Existen números que dan cuenta de que, a partir de la creación de la Sunedu y del rol rector del Ministerio de Educación, mejoraron la investigación y la docencia, dos de las misiones principales de la universidad. De hecho, este proceso de ordenamiento de la oferta universitaria permitió que la pandemia no nos golpee tan duro, y que la educación pueda continuar. No repetiré los argumentos que sostienen la necesidad de un organismo supervisor, junto con un Minedu comprometido con el fomento de la educación superior, porque son conocidos. Para los que hemos seguido atentamente los continuos intentos por someter a la Sunedu, nos queda claro que el debate no se ha centrado en cómo mejorar nuestra educación superior. El debate no ha atendido a las numerosas voces que, con argumentos, respaldan la existencia de una institución imparcial que vele por la calidad de la educación. La verdad es que no existe debate, sino arbitrariedad. Es la misma arbitrariedad que no escucha a las poblaciones originarias; que levanta autos en las puertas de las clínicas; que construye monumentos absurdos o que riega cemento en la ciudad que alberga a un tercio de la población y clama árboles; que quiere escribir los libros escolares con la letra de organizaciones que están en contra de algo tan necesario como la educación sexual integral. La arbitrariedad se construye sobre la base de mentiras y tiene oídos sordos.

La norma que ha aprobado el Congreso nos debe preocupar a todos. El licenciamiento que otorga la Sunedu no es un sello de calidad que se pueda usar como una certificación o un ISO, sino que es la constatación de que la institución cumple con condiciones básicas para ofrecer el servicio. El primer proceso de licenciamiento verificó aspectos tan elementales como que una universidad opere en un local exclusivamente dedicado a la enseñanza, o que cuente con profesores a tiempo completo y bibliotecas.  Aun así, un tercio de las universidades existentes, mayormente privadas, no pasó este filtro. Es sintomático del nivel que tienen las instituciones de educación superior en el país que se hagan tantísimos intentos desde diversos frentes para derrumbar una institución que establece vallas mínimas.
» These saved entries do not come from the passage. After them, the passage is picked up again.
PR #3663, opened 2026-01-12
Add ConvertLineDelemiterTest to FileBuffersTestSuite

vogella:
Adds `ConvertLineDelemiterTest` to `FileBuffersTestSuite` so it is run as part of the test suite.


vogella:
I assume ConvertLineDelemiterTest was just forgotten to add to the test suite, works fine if I run it locally. Lets see that CI thinks

PR #3666, opened 2026-01-12
Add missing descriptions to Colours and Fonts theme entries in Preferences

elsazac:
**Consistent use of descriptions in Colours and Fonts preferences**

Some entries in the Colours and Fonts preference page already provide descriptions, while others leave the description area empty. This change makes use of the existing descriptions and applies them to theme entries so that the description box is consistently populated and available descriptions are properly utilised.This improves clarity and aligns the presentation with the approach used with the subtree elements in Eclipse preference pages and gives more clarity on what each entity is used for.

The Colours and Fonts preference page shows a description panel which is empty now. There are already descriptions available for some and not available for rest and they are not being used so as to display in the box. This PR make use of the description. This change adds the existing description usage to theme entries so that users always see meaningful information when navigating these settings.

for eg: `CSS bridge demo` theme and `view and editor folders` have descriptions available but it isn't displayed in the box; This PR makes changes to utilise the description available

before : 
Screenshot 2026-01-09 at 8 02 23 PM

after : 
Screenshot 2026-01-09 at 7 35 17 PM

similarly, with entities `Basic` and `View and Editor folders`

Screenshot 2026-01-09 at 7 35 08 PM
Screenshot 2026-01-09 at 7 35 32 PM

There are few more entries coming from `eclipse.platform` that needs similar updates. Once this change goes in, I plan to follow up on those as well.

### DIFF
--- a/bundles/org.eclipse.ui.workbench/eclipseui/org/eclipse/ui/internal/themes/ColorsAndFontsPreferencePage.java
+++ b/bundles/org.eclipse.ui.workbench/eclipseui/org/eclipse/ui/internal/themes/ColorsAndFontsPreferencePage.java
@@ -1959,6 +1959,17 @@ public final class ColorsAndFontsPreferencePage extends PreferencePage implement
 		}
 	}
 
+	private ThemeElementCategory getCategory() {
+		IStructuredSelection item = (IStructuredSelection) tree.getViewer().getSelection();
+		if (item != null && !item.isEmpty()) {
+			Object object = item.getFirstElement();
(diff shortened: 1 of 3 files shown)


deepika-u:
Good one, thanks for improving UI experience with such small improvements.

elsazac:
@vogella would you be able to review and approve this? and I would like to merge this if there are no outstanding concerns on this.

vogella:
@BeckerWdf can you review?

vogella:
Thanks @elsazac

PR #3670, opened 2026-01-13
Fix regression in ProjectionViewer.setVisibleRegion for empty ranges

vogella:
Commit 59dbd43a19dd introduced a regression where setVisibleRegion(0, 0) would expand to include the full line, causing SegmentedModeTest.testShowNothing to fail. This change ensures that empty ranges (length 0) are not expanded to the end of the line, restoring the previous behavior for this case while keeping the fix for partial lines (length > 0).

### DIFF
--- a/bundles/org.eclipse.jface.text/projection/org/eclipse/jface/text/source/projection/ProjectionViewer.java
+++ b/bundles/org.eclipse.jface.text/projection/org/eclipse/jface/text/source/projection/ProjectionViewer.java
@@ -846,6 +846,9 @@ public class ProjectionViewer extends SourceViewer implements ITextViewerExtensi
 	private static int computeEndOfVisibleRegion(int start, int length, IDocument document) throws BadLocationException {
 		int documentLength= document.getLength();
 		int end= start + length;
+		if (length == 0) {
+			return end + 1;
+		}
 		// ensure that the last line is fully included because projections cannot include partial lines
 		while (end < documentLength && !isLineBreak(document.getChar(end))) {
 			end++;


vogella:
@danthe1st WDYT?

danthe1st:
> @danthe1st WDYT?

I think it looks good as a bugfix in general but I think it would make sense to do more.
If the selected end is directly after the line break, I guess it doesn't really make sense to include the last line as well so I guess something like the following might make more sense:
```java
		if (length == 0 || isLineBreak(document.getChar(end - 1))) {
			return end + 1;
		}
```

That could be tested as follows (the test in this example is parameterized to show that the result is the same both with and without projections):
```java
	@ParameterizedTest
	@CsvSource({ "true", "false" })
	void testEndWithStartOfLine(boolean enableProjections) {
		Shell shell= new Shell();
		shell.setLayout(new FillLayout());
		TestProjectionViewer viewer= new TestProjectionViewer(shell, null, null, false, SWT.NONE);
		String documentContent= """
				Hello
				World
				123
				456
				""";
		Document document= new Document(documentContent);
		viewer.setDocument(document, new AnnotationModel());
		if (enableProjections) {
			viewer.enableProjection();
		}

		viewer.setVisibleRegion(documentContent.indexOf("World"), documentContent.indexOf("123") - documentContent.indexOf("World"));
		shell.setVisible(true);
		try {
			assertEquals("World\n", viewer.getVisibleDocument().get());
		} finally {
			shell.dispose();
		}
	}
```

I also ran some relevant tests I know in other projects (`org.eclipse.xtend.ide.tests.autoedit.AutoEditTest` in xtext, `FoldingTestSuite` in JDT-UI, `DocumentLinkReconcilingTest` in lsp4e) and at least they don't seem to break either.

vogella:
@danthe1st can you push a new PR for your suggestion (or update mine, not sure if that will work)?

danthe1st:
> @danthe1st can you push a new PR for your suggestion (or update mine, not sure if that will work)?

I can't update your PR but I created #3671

El escenario de cara al futuro es complicado (se podría decir, incluso desalentador). Tenemos una mayoría congresal que exhibe con desparpajo su cinismo y falta de preparación. Tenemos, además, un Ejecutivo conducido por un hijo de la “mala educación” que ha desprestigiado la palabra del maestro de una manera deplorable; y un sector Educación encabezado por alguien que piensa que un presunto plagio o, dicho de otra forma, la falta de honestidad en la labor académica no es un asunto trascendental. Lamentablemente, estas no son excepciones en nuestra clase política. En este contexto, la reforma debe continuar, a pesar de ellos. La apuesta por la mejora de la educación es algo en lo que debemos creer. Compromete el futuro de nuestros hijos e hijas, el bienestar de nuestra sociedad, y la misma supervivencia del planeta. No es una tarea fácil, pero tampoco es algo que podemos ni queremos abandonar. Declarar este compromiso con la educación y actuar de manera coherente con él es lo que toca.